## REQUIRED ACTION:
Filter the data for lines with the word "removing" and copy those lines.

## DATA IN THIS EXERCISE:
PR #617, opened 2020-12-08
feat(core): Allow loading signed records as document versions

stbrody:


stbrody:
CC @PaulLeCam since this will cause fallout to 3id-did-provider.  It will have to switch to using the new anchorVersionIds() method instead of allVersionIds()

oed (approved):
Looks good.

PR #618, opened 2020-12-08
feat(core): Rename document "versions" to document "commits"

stbrody:


packages/3id-did-resolver/src/index.ts
```diff
@@ -70,31 +70,31 @@ const isLegacyDid = (didId: string): boolean => {
   }
 }
 
-const getVersion = (query = ''): string | null => {
-  const versionParam = query.split('&').find(e => e.includes('version-id'))
-  return versionParam ? versionParam.split('=')[1] : null
+const getCommit = (query = ''): string | null => {
```
stbrody, line 73: This file is probably the most relevant to you @PaulLeCam

packages/core/src/__tests__/__validation__/__schemas__/collection-reference.json
```diff
@@ -21,7 +21,7 @@
   "definitions": {
     "CeramicDocId": {
       "type": "string",
-      "pattern": "^ceramic://.+(\\?version=.+)?"
+      "pattern": "^ceramic://.+(\\?commit=.+)?"
```
PaulLeCam, line 24: I think it would be useful to discuss this change further, I don't think this concept of commit matters much to consumer beyond 3id-did-provider, while a concept of a version (specific contents) would.
I don't think commits should be a concern for the schemas we use.

packages/3id-did-resolver/src/index.ts
```diff
@@ -70,31 +70,31 @@ const isLegacyDid = (didId: string): boolean => {
...
+  const commitParam = query.split('&').find(e => e.includes('commit-id'))
```
oed, line 74: Please keep this as `version-id` as this is part of the DID-core spec.

packages/core/src/__tests__/__validation__/__schemas__/collection-reference.json
oed: Not sure why the query param is still left in the schema here. No longer needed as commits/versions are part of the DocID.
```suggestion
      "pattern": "^ceramic://.+"
```

packages/core/src/__tests__/__validation__/__schemas__/doc-id-doc-id-map.json
```diff
@@ -11,7 +11,7 @@
   "definitions": {
     "CeramicDocId": {
       "type": "string",
-      "pattern": "^ceramic://.+(\\?version=.+)?"
+      "pattern": "^ceramic://.+(\\?commit=.+)?"
```
oed, line 14: Remove query param.

packages/core/src/__tests__/__validation__/__schemas__/doc-id-map.json
```diff
@@ -8,7 +8,7 @@
   "definitions": {
     "CeramicDocId": {
       "type": "string",
-      "pattern": "^ceramic://.+(\\?version=.+)?"
+      "pattern": "^ceramic://.+(\\?commit=.+)?"
```
oed, line 11: Remove query param.

packages/core/src/__tests__/__validation__/__schemas__/collection-reference.json
oed: We can discuss more, but the main reason `commit` might make more sense than `version` is that the concept of a version only really makes sense if there is one canonical log. In the future when we support CRDT doctypes that can have multiple tips, the concept of a version doesn't make much sense. 
The concept of a `commit` should be familiar to most developers, and I do think it makes sense for schemas as well.

oed (commented):
Looks good so far, seems like we need to discuss this more.

packages/core/src/__tests__/__validation__/__schemas__/collection-reference.json
PaulLeCam: I agree `commit` is familiar as in "I commit this change and I get a hash I can use as reference", but if I understand correctly commits would be performed by the anchor service, no?

oed: Ah no. Commits would be all updates to a document. Signed records and anchor records.

oed: See here https://github.com/ceramicnetwork/js-ceramic/pull/617 @PaulLeCam

stbrody:
New version up

PaulLeCam (approved):
LGTM, so just to confirm once this change is published IDX needs to use `doc.commitId` wherever `doc.versionId` is currently used, right?

oed (approved):

PR #634, opened 2020-12-10
fix(core): Fail loading document at a commit if it is rejected by conflict resolution with known state of the document

stbrody:


packages/core/src/document.ts
```diff
@@ -151,36 +149,38 @@ class Document extends EventEmitter {
...
+   * @param id - DocID of the document including the requested commit
+   * @param doc - Most current version of the document that we know about
+   * @private
    */
-  static async _syncDocumentToCommit<T extends Doctype> (
-      doc: Document,
-      tip: CID,
-      dispatcher: Dispatcher): Promise<Document> {
-    // TODO: Assert that doc contains only the genesis record
+  static async loadAtCommit<T extends Doctype> (
```
stbrody, line 162: Unfortunately we need this separate load path in Document exposed in order for the caching in the Ceramic instance to work properly

oed: Ok, that's unfortunate. Hopefully we the Document class itself is not fully needed in the future in the same way anyway.

oed (commented):
Looks good, but failing tests.

simonovic86 (approved):
lgtm!

PR #637, opened 2020-12-11
Healthcheck

valmack:
### Motivation

We are using `/pins` for healthchecks right now which gives inaccurate metrics and is not that useful to actually know the health of the node.

### Changes

- Add simple `/healthcheck` endpoint (returns 503 if cpu is over 0.7 or memory is over 0.7, 200 otherwise)
- Add cli option for max healthy cpu and memory


zachferland:
great, maybe just add thresholds as env vars instead, so they can be paramatized for deployments and not need releases here

and threshold could have a bit higher defaults, closer to 0.3 (70% cpu) and similar or bit higher for memory, might not be same here but saw significant slow ups anywhere close to these levels in past

simonovic86 (approved):
lgtm!

zachferland (approved):

oed:
@valmack can you fix the merge conflicts? Then I'll merge this.

PR #640, opened 2020-12-11
Remove squashing

simonovic86:
- remove automatic squashing
- remove `nonce` from doctype metadata and record header
- modify `in-memory` anchor service

### DIFF
--- a/packages/common/src/doctype.ts
+++ b/packages/common/src/doctype.ts
@@ -74,6 +74,8 @@ export interface DocMetadata {
     controllers: Array<string>
     schema?: string
     tags?: Array<string>
+
+    [index: string]: any // allow arbitrary properties
 }
 
 /**
--- a/packages/common/src/doctype.ts
+++ b/packages/common/src/doctype.ts
@@ -74,8 +74,6 @@ export interface DocMetadata {
     controllers: Array<string>
     schema?: string
     tags?: Array<string>
-
-    [index: string]: any // allow arbitrary properties (nonce, etc.)
 }
 
 /**
--- a/packages/core/src/__tests__/ceramic-anchor.test.ts
+++ b/packages/core/src/__tests__/ceramic-anchor.test.ts
@@ -73,7 +73,6 @@ describe('Ceramic anchoring', () => {
   let ipfs3: IpfsApi;
   let multaddr1: string;
   let multaddr2: string;
-  let multaddr3: string;
   let tmpFolder: any;
 
   const DOCTYPE_TILE = 'tile'
@@ -109,7 +108,6 @@ describe('Ceramic anchoring', () => {
 
     multaddr1 = (await ipfs1.id()).addresses[0].toString()
     multaddr2 = (await ipfs2.id()).addresses[0].toString()
-    multaddr3 = (await ipfs3.id()).addresses[0].toString()
   })
 
   afterEach(async () => {
--- a/packages/core/src/__tests__/ceramic-anchor.test.ts
+++ b/packages/core/src/__tests__/ceramic-anchor.test.ts
@@ -1,6 +1,5 @@
 import Ceramic from '../ceramic'
 import { Ed25519Provider } from 'key-did-provider-ed25519'
-import { TileDoctype } from "@ceramicnetwork/doctype-tile"
 import { AnchorStatus, Doctype, IpfsApi } from "@ceramicnetwork/common"
 import tmp from 'tmp-promise'
 import IPFS from 'ipfs-core'
--- a/packages/core/src/__tests__/ceramic-anchor.test.ts
+++ b/packages/core/src/__tests__/ceramic-anchor.test.ts
@@ -319,7 +319,7 @@ describe('Ceramic anchoring', () => {
     await ceramic2.close()
   })
 
-  it('test the same state anchored twice, first one wins', async () => {
+  it('test the same doc anchored twice (same Ceramic instance), first one wins', async () => {
     await ipfs2.swarm.connect(multaddr1)
 
     const [ceramic1, ceramic2] = await Promise.all([
@@ -346,7 +346,7 @@ describe('Ceramic anchoring', () => {
     await ceramic2.close()
   })
 
-  it('test the same state anchored twice, last one wins (in-memory anchor service behavior)', async () => {
+  it('test the same doc anchored twice (different Ceramic instances), first one wins)', async () => {
     await ipfs3.swarm.connect(multaddr1)
     await ipfs3.swarm.connect(multaddr2)
 
@@ -375,14 +375,14 @@ describe('Ceramic anchoring', () => {
     await handle1
     await handle2
 
-    expect(doctype1.content).toEqual({ x: 5 })
+    expect(doctype1.content).toEqual({ x: 7 })
     expect(doctype1.state.log.length).toEqual(3)
 
-    expect(doctype2.content).toEqual({ x: 5 })
+    expect(doctype2.content).toEqual({ x: 7 })
     expect(doctype2.state.log.length).toEqual(3)
 
     const doctype3 = await ceramic3.loadDocument(doctype1.id)
-    expect(doctype3.content).toEqual({ x: 5 })
+    expect(doctype3.content).toEqual({ x: 7 })
     expect(doctype3.state.log.length).toEqual(3)
 
     await ceramic1.close()
--- a/packages/core/src/__tests__/ceramic-anchor.test.ts
+++ b/packages/core/src/__tests__/ceramic-anchor.test.ts
@@ -1,5 +1,6 @@
 import Ceramic from '../ceramic'
 import { Ed25519Provider } from 'key-did-provider-ed25519'
+import { TileDoctype } from "@ceramicnetwork/doctype-tile"
 import { AnchorStatus, Doctype, IpfsApi } from "@ceramicnetwork/common"
 import tmp from 'tmp-promise'
 import IPFS from 'ipfs-core'
@@ -318,7 +319,7 @@ describe('Ceramic anchoring', () => {
     await ceramic2.close()
   })
 
-  it('test the same state anchored twice, last one wins', async () => {
+  it('test the same state anchored twice, last one wins (in-memory anchor service behavior)', async () => {
     await ipfs3.swarm.connect(multaddr1)
     await ipfs3.swarm.connect(multaddr2)
 
--- a/packages/core/src/__tests__/ceramic-anchor.test.ts
+++ b/packages/core/src/__tests__/ceramic-anchor.test.ts
@@ -10,6 +10,7 @@ import getPort from 'get-port'
 import dagJose from 'dag-jose'
 import basicsImport from 'multiformats/cjs/src/basics-import.js'
 import legacy from 'multiformats/cjs/src/legacy.js'
+import { TileDoctype } from "@ceramicnetwork/doctype-tile"
 
 jest.mock('../store/level-state-store')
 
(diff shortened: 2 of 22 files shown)


packages/common/src/doctype.ts
```diff
@@ -74,8 +74,6 @@ export interface DocMetadata {
     controllers: Array<string>
     schema?: string
     tags?: Array<string>
-
-    [index: string]: any // allow arbitrary properties (nonce, etc.)
```
oed, line 78: plz don't remove this. We want to support other things in the metadata (like family for example).

oed (commented):
lgtm, why draft thought?

packages/common/src/doctype.ts
simonovic86: 👍

simonovic86:
> lgtm, why draft thought?

I wanted to take another look at it and possibly optimize some things and tests. I guess it's ready for review 🙂

packages/core/src/__tests__/document.test.ts
```diff
@@ -488,7 +489,7 @@ describe('Document', () => {
       })
     })
 
-    it("Neither log is anchored, no nonces", async () => {
```
stbrody, line 491: instead of `neither log is anchored, no nonces`, this should be `neither log is anchored, logs of the same length`

packages/core/src/__tests__/ceramic-anchor.test.ts
```diff
@@ -314,30 +318,47 @@ describe('Ceramic anchoring', () => {
     await ceramic2.close()
   })
 
-  it('test the same state anchored twice, first one wins', async () => {
-    await ipfs2.swarm.connect(multaddr1)
+  it('test the same state anchored twice, last one wins', async () => {
```
stbrody, line 321: these changes completely change what this test is testing.  I'm actually not sure why removing nonces should have had any affect on this test at all?  Can we put it back the way it was?

packages/core/src/anchor/memory/in-memory-anchor-service.ts
```diff
@@ -97,31 +102,78 @@ class InMemoryAnchorService extends AnchorService {
...
-
-        let currentNonce
-        if (DoctypeUtils.isSignedRecord(record)) {
-          const payload = (await this._ceramic.ipfs.dag.get(record.link)).value
-          currentNonce = payload.header?.nonce || 0
-        } else {
-          currentNonce = record.header?.nonce || 0
+      let candidates: Candidate[] = validCandidates[compositeKey]
+      candidates = await Promise.all(candidates.map(async c => {
+        c.partialLog.push(...await this._loadCommitHistory(c.cid))
```
stbrody, line 107: Can we move loading the commit history to right after line 94 when we first build the Candidate object?

packages/core/src/anchor/memory/in-memory-anchor-service.ts
```diff
@@ -97,31 +102,78 @@ class InMemoryAnchorService extends AnchorService {
...
+  /**
+   * Load last "depth" commits
+   *
+   * Note: this method will be replaced once CAS becomes aware of documents, not just individual commits
+   *
+   * @param commitId - Start CID
+   * @param depth - Number of history commits
+   * @private
+   */
+  async _loadCommitHistory(commitId: CID, depth = 10): Promise<CID[]> {
```
stbrody, line 148: why 10?  Seems like we should load the entire history, not stop at some arbitrary point.

stbrody (changes requested):
As written this breaks some of the consensus properties of the system.  I left comments throughout, definitely let me know if anything's unclear or if there are any questions about to proceed!

packages/core/src/anchor/memory/in-memory-anchor-service.ts
```diff
@@ -97,31 +102,78 @@ class InMemoryAnchorService extends AnchorService {
...
-          const payload = (await this._ceramic.ipfs.dag.get(record.link)).value
-          currentNonce = payload.header?.nonce || 0
-        } else {
-          currentNonce = record.header?.nonce || 0
+      let candidates: Candidate[] = validCandidates[compositeKey]
+      candidates = await Promise.all(candidates.map(async c => {
+        c.partialLog.push(...await this._loadCommitHistory(c.cid))
+        return c
+      }))
+      candidates.sort((c1, c2) => c2.timestamp - c1.timestamp)
```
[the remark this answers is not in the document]
simonovic86: Yes, we can use timestamps in the **in-memory** anchor service as a heuristic as it is stated in the comments. The `in-memory` anchor service is a mock anchor service used for testing only and it is not meant to be used in production.

Since it is an in-memory anchor service and the data is mocked (`SAMPLE_ETH_TX_HASH`, etc) the timestamps and log check will do the trick until the issue [221](https://github.com/ceramicnetwork/ceramic-anchor-service/issues/221) is resolved.

Feel free to introduce the changes planned for the [221](https://github.com/ceramicnetwork/ceramic-anchor-service/issues/221) into the in-memory service to reflect the real behavior.

simonovic86:
> As written this breaks some of the consensus properties of the system. The problem is that there was an implicit assumption in our existing conflict resolution strategy that the diverging logs would only contain a single update due to squashing, and we use nonce to determine which log is logically longer. Now that squashing is gone that assumption is broken, and we need to actively consider log length as part of conflict resolution.
> 
> I left comments throughout, definitely let me know if anything's unclear or if there are any questions about to proceed!

This is not breaking the consensus properties since squashing and the `nonce` property was never part of the protocol to begin with. It only worked for `Tile` doctypes and other doctypes were not affected by it.

I will create another story for addressing the conflict resolution in general.

packages/core/src/document.ts
```diff
@@ -418,17 +418,6 @@ class Document extends EventEmitter {
       // If they have the same block number fall through to fallback mechanism
     }
 
-    // The anchor status is the same between both logs.  If either log has a 'nonce' that means
```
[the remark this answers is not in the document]
simonovic86: This needs to be implemented as part of the [649](https://github.com/ceramicnetwork/js-ceramic/issues/649) story.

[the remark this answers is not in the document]
simonovic86: reflected in the [657](https://github.com/ceramicnetwork/js-ceramic/pull/657)

packages/core/src/__tests__/document.test.ts
```diff
@@ -614,33 +597,6 @@ describe('Document', () => {
       expect(await Document._pickLogToAccept(state1, state2)).toEqual(false)
       expect(await Document._pickLogToAccept(state2, state1)).toEqual(true)
     })
-
-    it("Both logs anchored in same blockchains in the same block, one has nonce", async () => {
```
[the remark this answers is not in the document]
simonovic86: reflected in the PR [657](https://github.com/ceramicnetwork/js-ceramic/pull/657)

packages/core/src/__tests__/document.test.ts
```diff
@@ -501,29 +502,11 @@ describe('Document', () => {
...
       }
 
-      // When neither log is anchored and there's no nonces we should pick the log whose first
-      // entry has the smaller CID.
+      // When neither log is anchored we should pick the log whose first entry has the smaller CID.
       expect(await Document._pickLogToAccept(state1, state2)).toEqual(false)
       expect(await Document._pickLogToAccept(state2, state1)).toEqual(true)
     })
 
-    it("Neither log is anchored, different nonces", async () => {
```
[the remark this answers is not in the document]
simonovic86: reflected in the PR [657](https://github.com/ceramicnetwork/js-ceramic/pull/657)

packages/core/src/__tests__/document.test.ts
simonovic86: reflected in the PR [657](https://github.com/ceramicnetwork/js-ceramic/pull/657)

packages/core/src/__tests__/ceramic-anchor.test.ts
simonovic86: 👍

packages/core/src/anchor/memory/in-memory-anchor-service.ts
simonovic86: 👍

packages/core/src/anchor/memory/in-memory-anchor-service.ts
simonovic86: 👍

packages/core/src/__tests__/ceramic-anchor.test.ts
stbrody: Which test duplicates this one?  This look like a basic conflict resolution test, the only one that exists at this high a level that I see.

packages/core/src/anchor/memory/in-memory-anchor-service.ts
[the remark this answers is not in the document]
stbrody: Issue 221 is for changes to the ceramic-anchor-service repo.  Nothing we're doing here should be dependent on that work.  We want the in-memory anchor service to mirror a real anchor service as much as possible, so while we're in here setting the conflict resolution for js-ceramic, we should make the in-memory anchor service reflect the conflict resolution strategy we are moving towards.  Having the in-memory anchor service have this special behavior then leaks into our tests and affects our ability to test conflict resolution properly

packages/core/src/__tests__/ceramic-anchor.test.ts
```diff
@@ -314,30 +318,47 @@ describe('Ceramic anchoring', () => {
     await ceramic2.close()
   })
 
-  it('test the same state anchored twice, first one wins', async () => {
```
stbrody, line 317: As mentioned in my other comment, I still think this test is useful to include and would rather not remove it

packages/core/src/__tests__/ceramic-anchor.test.ts
```diff
@@ -314,30 +318,47 @@ describe('Ceramic anchoring', () => {
...
+    await handle1
+    await handle2
+
+    expect(doctype1.content).toEqual({ x: 5 })
     expect(doctype1.state.log.length).toEqual(3)
 
-    const doctype2 = await ceramic2.loadDocument(doctype1.id)
-    expect(doctype1.content).toEqual(doctype2.content)
-    expect(doctype1.state.log.length).toEqual(doctype2.state.log.length)
+    expect(doctype2.content).toEqual({ x: 5 })
```
stbrody, line 353: This is specifically relying on the behavior of the in-memory anchor service to pick which logs to anchor based on timestamp rather than based on deterministic conflict resolution strategies like we'll actually use in real anchor services. If we're going to write a test of conflict resolution behavior, it should be based on the behaviors we actually want and expect

packages/core/src/anchor/memory/in-memory-anchor-service.ts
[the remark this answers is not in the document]
simonovic86: timestamps are used just as heuristic, the sort can be removed and the behavior is the same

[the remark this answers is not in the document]
simonovic86: timestamps removed

packages/core/src/anchor/memory/in-memory-anchor-service.ts
```diff
@@ -99,29 +104,68 @@ class InMemoryAnchorService extends AnchorService {
...
-
-        let currentNonce
-        if (DoctypeUtils.isSignedRecord(record)) {
-          const payload = (await this._ceramic.ipfs.dag.get(record.link)).value
-          currentNonce = payload.header?.nonce || 0
-        } else {
-          currentNonce = record.header?.nonce || 0
+      // naive implementation for finding the "valid" commit for the document.
+      // the decision making is going to change once the anchoring service becomes aware of Doctypes
+      let selected: Candidate
```
stbrody, line 109: So, I still don't think this is exactly right for how the InMemoryAnchorService should be handling conflict resolution, but rather than continuing to hold up this PR, I went ahead and filed https://github.com/ceramicnetwork/js-ceramic/issues/664 so we can get this out the door and we can circle back to the inmemory anchor service after

stbrody (approved):
LGTM, thank you for your patience during review process!

PR #657, opened 2020-12-14
Change conflict resolution strategy

simonovic86:
- change the conflict resolution strategy to address the case when anchor states are the same for both logs. In that case, we should compare compare log lengths and choose the one with longer length.

### DIFF
--- a/packages/core/src/document.ts
+++ b/packages/core/src/document.ts
@@ -418,17 +418,6 @@ class Document extends EventEmitter {
       // If they have the same block number fall through to fallback mechanism
     }
 
-    // The anchor status is the same between both logs.  If either log has a 'nonce' that means
-    // multiple updates have been squashed into a single anchor window, so prefer the log with the
-    // higher nonce (which indicates it has had more writes).
-    const nonce1 = (state1.next?.metadata.nonce ?? state1.metadata.nonce) || 0
-    const nonce2 = (state2.next?.metadata.nonce ?? state2.metadata.nonce) || 0
-    if (nonce1 < nonce2) {
-      return true
-    } else if (nonce2 < nonce1) {
-      return false
-    }
-
     // If we got this far, that means that we don't have sufficient information to make a good
     // decision about which log to choose.  The most common way this can happen is that neither log
     // is anchored, although it can also happen if both are anchored but in the same blockNumber or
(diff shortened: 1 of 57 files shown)


stbrody:
Hmm, is there any way to see this and https://github.com/ceramicnetwork/js-ceramic/pull/640 together as one PR @simonovic86?  As-is it's hard to see the overall change as that PR removes some tests/behaviors and this PR adds them back in.  I think it'd be easier to review if I could just see the total net change from where we are today with squashing to where we are after squashing is removed and conflict resolution works under the new system

simonovic86:
> Hmm, is there any way to see this and #640 together as one PR @simonovic86? As-is it's hard to see the overall change as that PR removes some tests/behaviors and this PR adds them back in. I think it'd be easier to review if I could just see the total net change from where we are today with squashing to where we are after squashing is removed and conflict resolution works under the new system

Yes, you can always compare the `feat/doc-conflict-resolution` branch with `develop`.

packages/core/src/document.ts
```diff
@@ -418,6 +418,13 @@ class Document extends EventEmitter {
       // If they have the same block number fall through to fallback mechanism
     }
 
+    // The anchor states are the same for both logs. Compare log lengths and choose the one with longer length.
+    if (state1.log.length > state2.log.length) {
```
stbrody, line 422: I think this case is backwards. We're supposed to return true when selecting state2's log, and false when selecting state1's log

simonovic86: 👍

packages/core/src/document.ts
```diff
@@ -384,14 +384,14 @@ class Document extends EventEmitter {
   /**
    * Given two different DocStates representing two different conflicting histories of the same
    * document, pick which commit to accept, in accordance with our conflict resolution strategy
-   * @param state1 - first log's state
-   * @param state2 - second log's state
-   * @returns true if state2's log should be taken, or false if state1's log should be taken
```
stbrody, line 389: Hmm... So I very intentionally didn't include any reference to 'local' or 'remote' when I wrote this, as an earlier version of this logic always preferred the remote log in the case of a tie and it's important that this behavior be entirely deterministic. So I think it's important that this function be written in a way that it is just comparing two random equally valid logs and not have any information about which came from where.

I do agree, however, that the name of the function and it returning a bool makes it hard to know from reading calling code what it's supposed to be doing.  I think perhaps the thing to do is change this to instead of returning a bool, return the DocState that it chose.  Feel free to do that here, or file a ticket and I can take care of it in a separate commit.  Either way though, can we revert the change to the function and variable names?

stbrody (changes requested):
Almost good to go, just want to revert the function name change for now

stbrody (approved):

PR #660, opened 2020-12-14
JUST FOR SPENCER'S VIEW: Unified PR of squashing and conflict resolution changes

stbrody:
This is a rollup of https://github.com/ceramicnetwork/js-ceramic/pull/640 and https://github.com/ceramicnetwork/js-ceramic/pull/657 designed to prevent a unified view for review purposes.  This PR however won't be merged, it is those other PRs backing it that will be the ones that get merged

### DIFF
--- a/packages/core/src/__tests__/ceramic-anchor.test.ts
+++ b/packages/core/src/__tests__/ceramic-anchor.test.ts
@@ -73,7 +73,6 @@ describe('Ceramic anchoring', () => {
   let ipfs3: IpfsApi;
   let multaddr1: string;
   let multaddr2: string;
-  let multaddr3: string;
   let tmpFolder: any;
 
   const DOCTYPE_TILE = 'tile'
@@ -109,7 +108,6 @@ describe('Ceramic anchoring', () => {
 
     multaddr1 = (await ipfs1.id()).addresses[0].toString()
     multaddr2 = (await ipfs2.id()).addresses[0].toString()
-    multaddr3 = (await ipfs3.id()).addresses[0].toString()
   })
 
   afterEach(async () => {
--- a/packages/core/src/__tests__/ceramic-anchor.test.ts
+++ b/packages/core/src/__tests__/ceramic-anchor.test.ts
@@ -10,6 +10,7 @@ import getPort from 'get-port'
 import dagJose from 'dag-jose'
 import basicsImport from 'multiformats/cjs/src/basics-import.js'
 import legacy from 'multiformats/cjs/src/legacy.js'
+import { TileDoctype } from "@ceramicnetwork/doctype-tile"
 
 jest.mock('../store/level-state-store')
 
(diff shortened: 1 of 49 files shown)


packages/core/src/__tests__/ceramic-anchor.test.ts
```diff
@@ -314,30 +318,47 @@ describe('Ceramic anchoring', () => {
     await ceramic2.close()
   })
 
-  it('test the same state anchored twice, first one wins', async () => {
```
stbrody, line 317: I still think the original version of this test is useful to have and don't see why we are removing it

simonovic86:
@stbrody Why is this PR created? We talked about it today and decided that the conflict resolution PR will be based on the previous one for squashing. Those are two different things and there's a reason why I did that. Pls don't do this anymore.

packages/core/src/__tests__/ceramic-anchor.test.ts
```diff
@@ -314,30 +318,47 @@ describe('Ceramic anchoring', () => {
...
+    await handle1
+    await handle2
+
+    expect(doctype1.content).toEqual({ x: 5 })
     expect(doctype1.state.log.length).toEqual(3)
 
-    const doctype2 = await ceramic2.loadDocument(doctype1.id)
-    expect(doctype1.content).toEqual(doctype2.content)
-    expect(doctype1.state.log.length).toEqual(doctype2.state.log.length)
+    expect(doctype2.content).toEqual({ x: 5 })
```
stbrody, line 353: This is specifically relying on the behavior of the in-memory anchor service to pick which logs to anchor based on timestamp rather than based on deterministic conflict resolution strategies like we'll actually use in real anchor services.  If we're going to write a test of conflict resolution behavior, it should be based on the behaviors we actually want and expect

packages/core/src/document.ts
```diff
@@ -418,14 +418,10 @@ class Document extends EventEmitter {
...
     }
 
-    // The anchor status is the same between both logs.  If either log has a 'nonce' that means
-    // multiple updates have been squashed into a single anchor window, so prefer the log with the
-    // higher nonce (which indicates it has had more writes).
-    const nonce1 = (state1.next?.metadata.nonce ?? state1.metadata.nonce) || 0
-    const nonce2 = (state2.next?.metadata.nonce ?? state2.metadata.nonce) || 0
-    if (nonce1 < nonce2) {
+    // The anchor states are the same for both logs. Compare log lengths and choose the one with longer length.
+    if (state1.log.length > state2.log.length) {
```
stbrody, line 422: I think this case is backwards.  We're supposed to return true when selecting state2's log, and false when selecting state1's log

stbrody (commented):
Publishing comments so I can keep track for myself of what comments have already been made on the other two backing PRs, but all conversation and changes will happen on the original PRs, not here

## ANSWER TO THIS EXERCISE:
stbrody, line 321: these changes completely change what this test is testing.  I'm actually not sure why removing nonces should have had any affect on this test at all?  Can we put it back the way it was?
stbrody, line 317: I still think the original version of this test is useful to have and don't see why we are removing it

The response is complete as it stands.